The function created above show us a distribution of sample size, but we can’t inspect condition on which a particular drawn is obtained, i.e. how low an prevalent anaemia value could be compensated with a high efficacy value? To do that we could create a second object that have drawns in several dimensions, the prevalence, the RR and the sample size so we can make a graph with the three values.

#' Sample size for proportions, with uncertainty (V2)
#' 
#' Create an new DISTRIBUTION object that produce
#' random drawns of the estimated sample size for
#' two proportions as well as the samples from the parameters
#' @param p0 a DISTRIBUTION object that drawns for proportions in control group
#' @param logrr a DISTRIBUTION object that drawns log(RR) of the intervention
#' @param alpha significant value
#' @param beta  1-power
new_SAMPLE_SIZE2 <- function(p0,logrr, alpha= 0.05, beta=0.2){
  #checkings
  stopifnot(inherits(p0,"DISTRIBUTION"))
  stopifnot(inherits(logrr,"DISTRIBUTION"))

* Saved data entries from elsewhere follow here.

PR #1344, opened 2015-05-13
changing zIndex magic-number in fadeSlilde() and setFade() to a user-declared option variable

nominalaeon:
PROMPT: our site has a drop down menu whose z-index was being trumped
when we had Slick fade set to true. Rather than adjust and have to
regression test our component, I wanted Slick to be flexible enough to
accommodate pre-existing components’ z-indexes when it’s being
integrated later in a project.

CHANGES: zIndex for currentSlide was being set to “1000”. I added
zIndex to the set of author-able options and set it to 1000 by default.

The extra level of control is non-invasive as the current zIndex
settings are relative to one another. Since none of the other Slick
elements have z-indexing authors couldn’t break Slick itself.

I changed the differences to be single instead of by hundreds since a
user could potentially submit a single-digit zIndex.

Since the setFade() zIndex has to drop by 2, there is a check at the
beginning to make sure the zIndex can never go to 0 or -1 by setting it
to at least 3.

PAIN-POINT: I didn’t put in a check to see if z-index was defined as a
valid number, but I’m not seeing where any other variable is validated
so that seemed okay.

### DIFF
--- a/slick/slick.js
+++ b/slick/slick.js
@@ -85,7 +85,8 @@
                 variableWidth: false,
                 vertical: false,
                 verticalSwiping: false,
-                waitForAnimate: true
+                waitForAnimate: true,
+                zIndex: 1000
             };
 
             _.initials = {
@@ -164,6 +165,10 @@
                         return b - a;
                     }
                 });
+            }
+
+            if (_.options.zIndex < 3) {
+                _.options.zIndex = 3;
             }
 
             if (typeof document.mozHidden !== 'undefined') {
@@ -885,7 +890,7 @@
         if (_.cssTransitions === false) {
 
             _.$slides.eq(slideIndex).css({
-                zIndex: 1000
+                zIndex: _.options.zIndex
             });
 
             _.$slides.eq(slideIndex).animate({
@@ -898,7 +903,7 @@
 
             _.$slides.eq(slideIndex).css({
                 opacity: 1,
-                zIndex: 1000
+                zIndex: _.options.zIndex
             });
 
             if (callback) {
@@ -1648,7 +1653,7 @@
                     position: 'relative',
                     right: targetLeft,
                     top: 0,
-                    zIndex: 800,
+                    zIndex: _.options.zIndex - 2,
                     opacity: 0
                 });
             } else {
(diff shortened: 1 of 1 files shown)


simeydotme:
Nice idea and explanation, @nominalaeon ! :)
If i could ask you kindly to provide a working fiddle to demonstrate it (using your unminified source) I will review and pull! 

Ace work.
Simon.

nominalaeon:
Thanks, Simon!

Chrome and FireFox are smart enough to handle the z-index layering. This is totally an IE thing, but I think I can make a case for z-index control in general besides.

I'm working up a Codepen and I'll get it up soon.

Noah

simeydotme:
I agree in general about z-index control.
So many websites have select-box polyfills, and modal-dialogs now... and if there's any discrepancies with positioning, or layering it can really cause a headache when a 3rd-party module has set crazy z-indexing. 

Your code reads cleanly and is easy to follow and dare I say it compiles in my head pretty perfectly, but I'd like to throw it some scenarios to deal with before accepting it ;D

Si.

nominalaeon:
Fire up your IE8 VM!

http://s.codepen.io/nominalaeon/debug/doMaRL?

This is a simplified example of what we encountered. The top example is using the default zIndex setting and the bottom example sets zIndex to 3 with data-slick='{"zIndex": 3}'. Obviously this could be set in the JavaScript Slick options just as easy.

Our problem was our Nicolas Cage is set and tested at z-index 600, so Slick's default 1000 was unintentionally covering it up.

Modern browsers are too smart for this fix to have a use case outside of IE8, so making the z-index author-able might be a slightly overkill solution. I'm guessing that since the Slick container itself isn't getting z-indexed, modern browsers know not to let its children screw with the layer order of other page elements.

Let me know if more/different examples are required, and thanks for all your help, Simon.

simeydotme:
Excellent!
Actually, I will have to double confirm but i believe it's because the W3 spec states z-indexes are "relative" to their container if they are positioned. 

But IE don't be givin' no damn about pesky specs!

I'll research a bit, I also saw some old issues and requests where others tried to change the zindexing and @kenwheeler agreed, but must have gotten too busy to implement.

I personally like your solution, as the website I maintain had many models and dropdowns using `z-index`, so i wont have to revise them all.

simeydotme:
> The root element forms the root stacking context. Other stacking contexts are generated by any positioned element (including relatively positioned elements) having a computed value of 'z-index' other than 'auto'. Stacking contexts are not necessarily related to containing blocks. In future levels of CSS, other properties may introduce stacking contexts, for example 'opacity' [CSS3COLOR].

http://www.w3.org/TR/CSS21/visuren.html#z-index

  stopifnot(0 < alpha & alpha < 1)
  stopifnot(0 < beta & beta < 1)

 # function of alpha and beta
  f_alpha_beta <- (qnorm(alpha/2,lower.tail = F) + qnorm(beta, lower.tail = F)) ^ 2 
  
  # The expected value of the distribution with default name for the dimension
  # based on the oval value of the individual distributions  
  v0 <- p0$oval
  v1 <- p0$oval*exp(logrr$oval)
  
  # expected value of the distribution
  ss <- f_alpha_beta * (v0 * (1 - v0) + v1 * (1 - v1)) / (v0 - v1) ^ 2
  .oval = c(p0$oval, exp(logrr$oval), ss)

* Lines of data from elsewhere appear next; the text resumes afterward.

Issue #1342, opened 2015-05-13
Fade option buggy when content is different sizes


danieldunderfelt:
Hi!

I came across this when trying to use slick on a bunch of images with different sizes without their own slide background:

http://jsfiddle.net/s43ybj7x/4/

When the fade option is enabled and some slides' content is smaller than the previous, the previous content stays in the background and disappears after a split second without a transition. Basically only the new content has the fade effect, while the old content disappears once the fade is complete.

Would it be possible to enable the fade effect for the outgoing slide as well?

Thanks!

ethanclevenger91:
Was running into this issue today as well with items that don't have a background image and are rather just text.

http://codepen.io/ethanclevenger91/pen/bdpmLg

Created a pull request

ethanclevenger91:
This wasn't in the latest hotfix (or at least not in the minified version) - any way we can get a new build? I don't know what the procedure is for this so figured I'd just petition.

walpek:
+1 Would love to see this issue fixed

kenwheeler:
Getting a release pushed soon, sorry guys

PR #1349, opened 2015-05-14
Fade out previous slide

ethanclevenger91:
Here's the bug in question for #1342 : http://jsfiddle.net/7pvu8gv2/
Fixed: http://jsfiddle.net/m4dL92nq/

Another manifestation: http://codepen.io/ethanclevenger91/pen/PqNxOO
Another fixed: http://codepen.io/ethanclevenger91/pen/jPqQxQ

To say this was rigorously tested might be an overstatement. Let me know if updates should be made.

### DIFF
--- a/slick/slick.js
+++ b/slick/slick.js
@@ -914,6 +914,37 @@
 
     };
 
+    Slick.prototype.fadeSlideOut = function(slideIndex, callback) {
+
+        var _ = this;
+
+        if (_.cssTransitions === false) {
+
+            _.$slides.eq(slideIndex).animate({
+                opacity: 0
+            }, _.options.speed, _.options.easing, callback);
+
+        } else {
+
+            _.applyTransition(slideIndex);
+
+            _.$slides.eq(slideIndex).css({
+                opacity: 0
+            });
+
+            if (callback) {
+                setTimeout(function() {
+
+                    _.disableTransition(slideIndex);
+
+                    callback.call();
+                }, _.options.speed);
+            }
+
+        }
+
+    };
+
     Slick.prototype.filterSlides = Slick.prototype.slickFilter = function(filter) {
 
         var _ = this;
@@ -1993,6 +2024,9 @@
 
         if (_.options.fade === true) {
             if (dontAnimate !== true) {
+                _.fadeSlideOut(oldSlide, function() {
+                    _.postSlide(oldSlide);
+                })
                 _.fadeSlide(animSlide, function() {
                     _.postSlide(animSlide);
                 });
--- a/slick/slick.js
+++ b/slick/slick.js
@@ -884,10 +884,6 @@
 
         if (_.cssTransitions === false) {
 
-            _.$slides.eq(slideIndex).css({
-                zIndex: 1000
-            });
-
             _.$slides.eq(slideIndex).animate({
                 opacity: 1
             }, _.options.speed, _.options.easing, callback);
@@ -897,8 +893,7 @@
             _.applyTransition(slideIndex);
 
             _.$slides.eq(slideIndex).css({
-                opacity: 1,
-                zIndex: 1000
+                opacity: 1
             });
 
             if (callback) {
--- a/slick/slick.js
+++ b/slick/slick.js
@@ -884,6 +884,10 @@
 
         if (_.cssTransitions === false) {
 
+            _.$slides.eq(slideIndex).css({
+                zIndex: 1000
+            });
+
             _.$slides.eq(slideIndex).animate({
                 opacity: 1
             }, _.options.speed, _.options.easing, callback);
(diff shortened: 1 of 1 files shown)


simeydotme:
@ethanclevenger91 ... could you take a quick look over: https://github.com/kenwheeler/slick/pull/1344 ( https://github.com/nominalaeon/slick/commit/73c30873295b450f32a417f318b20940bee7da59 ).. does your PR mean that these z-index changes are unecessary, also you can see from @nominalaeon s commits that there's more z-index references than the ones you have erased, could you make sure those other z-index references are not conflicting, or affecting your PR please.
:smile: 

Thanks , Simon.

nominalaeon:
the setFade() function (line 1665) is what makes fade transitions work if you're using the setPosition method to jump between slides. There the z-index ensures that the incoming slide is definitely behind the outgoing no matter what their mark-up order.

It does look like z-index is benign in both setFade() and fadeSlide() but, like I mentioned in #1344, I only noticed the z-index stuff in IE. The z-index declarations are probably just harmless safe-guards for IE compatibility. Chrome and FireFox are deceivingly competent in this department.

But someone's going to have to test in IE8 or 9 to confirm and I'm calling not-it right now.

ethanclevenger91:
My original commit did the trick and surely the z-indexs were there initially for some reason, IE being a likely culprit. No reason I couldn't/shouldn't just revert. Then you guys can continue to address #1344 however you'd planned. Does that make sense?

If we want to be sure, I should have a VM handy for testing IE8.

nominalaeon:
The fix for #1344 is to make zIndex an arg you can pass in. There might be potential use cases for controlling the slide z-index, but that kind of functionality is totally scope creep for a slider.

If the transitions work fine without z-index being set for IE8 (or just IE9? Ken or Simon would have to speak to that), it would be worth dropping them out from both functions.

simeydotme:
Hi @ethanclevenger91 , actually that's not what I was expecting :smile: -- your code addresses a rather prevalent issue which keeps getting raised, so I was hoping to merge it in! :smile: 

But I wanted to make sure we cover those extra few `z-index` assignments:
- https://github.com/ethanclevenger91/slick/blob/629cd590bdd88cbf58589a0da6b24a851e3d9044/slick/slick.js#L1677 
- https://github.com/ethanclevenger91/slick/blob/629cd590bdd88cbf58589a0da6b24a851e3d9044/slick/slick.js#L1685
- https://github.com/ethanclevenger91/slick/blob/629cd590bdd88cbf58589a0da6b24a851e3d9044/slick/slick.js#L1692

If the z-indexes are un-needed now, we can remove them... 
@nominalaeon PR is to allow control of the z-indexes... so if your PR removes the z-indexes, then there's no need for #1344. :) ..... 

__Thus__ my question is: Could you investigate removing those other `zIndex` in your branch? :bow: 

Si.

nominalaeon:
I will, actually I'll just take them out and see if the issue we had on our site is still resolved. brb

simeydotme:
Cool, thanks so much! -- and don't forget to test all the scenarios where `setPosition()` is called :disappointed_relieved:

nominalaeon:
:\ Well without the z-index the slides do not cover my dropdown menu, however, they don't operate at all in IE8. Which is just a terrible thing to say out loud. on the internet. but the client wants compatibility. 

Someone should double-check these results, but what I'm seeing is the last slide on top at full opacity. The dot navigation is blinking between slides, but the last slide is the only one that's ever visible. 

Works fine in IE9 though! I have a slider that runs on a nav-tabs aside that uses setPosition() to jump around and I have the exact same results with it. Borked in IE8, amazing everywhere else.

I have my hack in place in my client's code-base, so that's covered. Ethan's change (when it updates to remove setFade() z-index'ing too) gets my vote. If you want IE8 compatibility, be warned fade-transition is not available. Seems fair to me.

ethanclevenger91:
So sounds like if I clear the rest of the z-index's we...
**Gain:**
Less intrusive on modern browsers
**Lose:**
IE8 compatibility for fade transitions.

I'm fine with that, but want to make sure before I update the commit.

nominalaeon:
ugh, there are a lot of IE8 mentions in the Issues though.

Ethan, does having the z-index property author-able help your situation? We could make a "none" setting too to completely ignore z-index.

ethanclevenger91:
It doesn't affect my _original_ issue at all - like I said, I can revert to the original commit I made that doesn't alter the z-index'ing. If we wanted to add a passable z-index option, I would propose addressing that in another update.

simeydotme:
Alright, no way we can f:cyclone:k up IE8 support, so if you can revert your `zIndex` commit, I'll give this PR a proper testing with a bunch of options and scenarios and hopefully merge it soon... then I'll work with @nominalaeon to rebase and test his branch, too :smiley: 

Thanks for the effort, guys! :bow:
Si.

  names(.oval) <- c('prevalence', 'rr', 'sample_size')
    
  #random function within a restricted environment where only
  #the specified variables can be accesed within the function
  .rfunc <- restrict_environment(
     function(n) {
       d_p0 = rfunc_p0(n)
       d_rr = exp(rfunc_logrr(n))
       d_p1 = d_p0 * d_rr
       d_ss = fab * (d_p0 * (1 - d_p0) + d_p1 * (1 - d_p1)) / (d_p0 - d_p1) ^ 2
       matrix(
         c(d_p0, d_rr, d_ss), 
         ncol = 3, 
         dimnames = list(1:n, c('prevalence','rr','sample_size')))
     },
     rfunc_p0 = p0$rfunc,
     rfunc_logrr = logrr$rfunc,
     fab = f_alpha_beta
  )
  # Create the object with 4 slots
  structure(
    list(
      distribution = "SAMPLE_SIZE2",
      seed = sample(1:2 ^ 15, 1),
      oval = .oval,
      rfunc = .rfunc
    ), 
    class = c("SAMPLE_SIZE2","DISTRIBUTION")
  )
  
}
d_sample2 <- new_SAMPLE_SIZE2(d_p0, d_logrr)

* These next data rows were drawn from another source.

PR #1153, opened 2018-08-16
Add support for customizing qps and burst for recommender via --kubeapi-qps and --kube-api-burst

phsiao:
For a cluster with a large number of vpa objects, the default qps is too low (5 I believe) for it to finish processing quickly and you end up getting a lot of noise related to throttling.

This PR adds basic support for specifying and customizing qps and burst, and will be applied the setting to both checkpoint writer and vpcClient.

### DIFF
--- a/vertical-pod-autoscaler/pkg/recommender/main.go
+++ b/vertical-pod-autoscaler/pkg/recommender/main.go
@@ -37,13 +37,15 @@ var (
 	prometheusAddress      = flag.String("prometheus-address", "", `Where to reach for Prometheus metrics`)
 	storage                = flag.String("storage", "", `Specifies storage mode. Supported values: prometheus, checkpoint (default)`)
 	address                = flag.String("address", ":8942", "The address to expose Prometheus metrics.")
+	kubeApiQps             = flag.Float64("kube-api-qps", 5.0, `QPS limit when making requests to Kubernetes apiserver`)
+	kubeApiBurst           = flag.Float64("kube-api-burst", 10.0, `QPS burst limit when making requests to Kubernetes apiserver`)
 )
 
 func main() {
 	kube_flag.InitFlags()
 	glog.V(1).Infof("Vertical Pod Autoscaler %s Recommender", common.VerticalPodAutoscalerVersion)
 
-	config := createKubeConfig()
+	config := createKubeConfig(float32(*kubeApiQps), int(*kubeApiBurst))
 
 	metrics.Initialize(*address)
 	metrics_recommender.Register()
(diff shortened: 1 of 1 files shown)


bskiba:
I wonder if this is the right way to address this. Maybe the problem is we make to many calls to the API server? Can you share a bit about which calls are throttled and how big is the setup when you run into this?

phsiao:
The calls being throttled include

1. loading from checkpoints during startup, https://github.com/kubernetes/autoscaler/blob/9feb612e2200e04c2ac8f7dd7cc8e7adbe300add/vertical-pod-autoscaler/pkg/recommender/input/cluster_feeder.go#L190-L192

2. updating vpa object periodically, https://github.com/kubernetes/autoscaler/blob/9feb612e2200e04c2ac8f7dd7cc8e7adbe300add/vertical-pod-autoscaler/pkg/recommender/routines/recommender.go#L105-L106

The second one is much more visible due to its frequent nature.

I am testing this on a cluster with ~100 nodes and there are 242 vpa objects.

With the throttling it would take more than a couple of minutes for UpdateVPAs() to complete, and the recommender pauses for about a minute and repeat the process again.

Do you think we can avoid updating vpa periodically?

bskiba:
From the checkpoints side, I believe that the problem is with "MaintainCheckpoints" step which includes storing checkpoints for all VPAs (adding informer for checkpoints won't help here.

So I experimented a bit with this, and I think regardless fo the possible fixes that would allow us to do less object updates, for big clusters the default throttling will be too low. I think we should merge this, just have one minor comment on the pr.

vertical-pod-autoscaler/pkg/recommender/main.go
```diff
@@ -37,13 +37,17 @@ var (
...
+	kubeApiQps             = flag.Float64("kube-api-qps", 5.0, `QPS limit when making requests to Kubernetes apiserver`)
+	kubeApiBurst           = flag.Float64("kube-api-burst", 10.0, `QPS burst limit when making requests to Kubernetes apiserver`)
 )
 
 func main() {
 	kube_flag.InitFlags()
 	glog.V(1).Infof("Vertical Pod Autoscaler %s Recommender", common.VerticalPodAutoscalerVersion)
 
 	config := createKubeConfig()
+	config.QPS = float32(*kubeApiQps)
```
bskiba: Can you do the assignment inside of createKubeConfig function and pass kubeApiQps and kubeApiBurst through parameters?

phsiao: Yep, I will take a look today.

phsiao:
@bskiba revise as suggested.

distribution varname oval nsample mean_ sd_ lci_ median_ uci_
SAMPLE_SIZE2 prevalence 0.35 10000 0.35 0.03 0.30 0.35 0.40
SAMPLE_SIZE2 rr 0.50 10000 0.53 0.17 0.28 0.50 0.91
SAMPLE_SIZE2 sample_size 95.31 10000 29838.88 2398366.48 37.70 96.45 2659.52 
ss <- rfunc(d_sample2, 10000)
df <- data.frame(ss)
df$category = cut(df$sample_size, c(0,150,Inf),include.lowest = T, ordered_result = T)
head(df)
#>   prevalence        rr sample_size  category
#> 1  0.3308427 0.2987171    45.26534   [0,150]
#> 2  0.3415467 0.8265748   956.36657 (150,Inf]
#> 3  0.3881021 0.5091955    85.67286   [0,150]
#> 4  0.3741613 0.2891493    36.68592   [0,150]
#> 5  0.3735927 0.3801520    52.08773   [0,150]
#> 6  0.3416815 0.4755139    88.23035   [0,150]

The following graph shows the combination of options that would lead to a sample size lower than 150 subjects

We see that under this particular set of conditions, it is possible to have more than 80% power in all prevalence range provided the relative risk is really lower than 50%.